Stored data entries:
PR #3486, opened 2023-06-16
Fix throwing SharedToggleItem on item without label

jagodarybacka:
### What

Solve throwing NFTs filters page when some collection got `undefined` label. Seems like it makes `SharedToggleItem` throw an unexpected error. As we don't know yet how it happened that the collection had an `undefined` label let's make a fix in `isProbablyEVMAddress`

image

Latest build: [extension-builds-3486](https://github.com/tahowallet/extension/suites/13700610101/artifacts/757499670) (as of Mon, 19 Jun 2023 10:13:43 GMT).

### DIFF
--- a/ui/components/Shared/SharedToggleItem.tsx
+++ b/ui/components/Shared/SharedToggleItem.tsx
@@ -8,7 +8,7 @@ import SharedToggleButton from "./SharedToggleButton"
 export const STARS_GREY_URL = "./images/stars_grey.svg"
 
 type SharedToggleItemProps = {
-  label: string
+  label?: string
   thumbnailURL?: string
   checked: boolean
   onChange: (toggleValue: boolean) => void
@@ -25,7 +25,9 @@ export default function SharedToggleItem({
       <div className="text_wrap">
         <div className="thumbnail" role="img" />
         <label className="label ellipsis">
-          {isProbablyEVMAddress(label) ? truncateAddress(label) : label ?? ""}
+          {typeof label === "string" && isProbablyEVMAddress(label)
+            ? truncateAddress(label)
+            : label ?? ""}
         </label>
       </div>
       <SharedToggleButton onChange={onChange} value={checked} />
--- a/ui/components/Shared/SharedToggleItem.tsx
+++ b/ui/components/Shared/SharedToggleItem.tsx
@@ -25,7 +25,7 @@ export default function SharedToggleItem({
       <div className="text_wrap">
         <div className="thumbnail" role="img" />
         <label className="label ellipsis">
-          {isProbablyEVMAddress(label) ? truncateAddress(label) : label}
+          {isProbablyEVMAddress(label) ? truncateAddress(label) : label ?? ""}
         </label>
       </div>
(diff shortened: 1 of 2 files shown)


ui/components/Shared/SharedToggleItem.tsx
```diff
@@ -25,7 +25,7 @@ export default function SharedToggleItem({
       <div className="text_wrap">
         <div className="thumbnail" role="img" />
         <label className="label ellipsis">
-          {isProbablyEVMAddress(label) ? truncateAddress(label) : label}
+          {isProbablyEVMAddress(label) ? truncateAddress(label) : label ?? ""}
```
Shadowfiend, line 28: I think what we're missing here is updating the type of `label` to include the possibility of `undefined` (and same for `isProbablyEVMAddress`).

ui/components/Shared/SharedToggleItem.tsx
```diff
@@ -8,7 +8,7 @@ import SharedToggleButton from "./SharedToggleButton"
 export const STARS_GREY_URL = "./images/stars_grey.svg"
 
 type SharedToggleItemProps = {
-  label: string
+  label?: string
```
kkosiorowska, line 11: Non-blocking comment
I wonder if this is the correct place for the fix. :thinking:  My point is that the problem is not with the `SharedToggleItem` component but with the `undefined` name value for collection. Therefore, I don't know whether we shouldn't fix this issue [here](https://github.com/tahowallet/extension/blob/main/ui/components/NFTs/Filters/FilterList.tsx#L37).  Because now the changes apply to the shared component what is a bit unclear is why the label can be optional. What I mean is that the `thumbnailURL` is already optional and with the optional `label` it reduces this component to a simple `SharedToggleButton`.  Maybe we could add a comment for this?

jagodarybacka: Tbh I'm now hesitant to even merging this fix, as I was not able to reproduce it and in theory the name should be replaced with empty string if needed while the collection is fetched from SH. Unless we are able to find a way to reproduce it 🤔 
cc @michalinacienciala can you try to reproduce that problem with NFTs filters?

michalinacienciala: I was able to reproduce it. A bit different steps than before: I reproduced it in Playwright tests when switching networks quickly (Ethereum -> Optymism -> Polygon -> Arbitrum) and then going straight away to NFTs filtering.

jagodarybacka: Do we have this test already in the codebase? if not can you create a draft PR with it?

michalinacienciala: Added temporary test in https://github.com/tahowallet/extension/pull/3512.

jagodarybacka:
Ok, I've found where the problem was, it is not actually because of NFTs, it happens because the account is not fully loaded and it has no name yet but we are not providing a fallback to address. Will close this PR and open a new one.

**Brief**
Count how many lines above carry the word "throwing". Only the number is required.

**Answer to the exercise**
2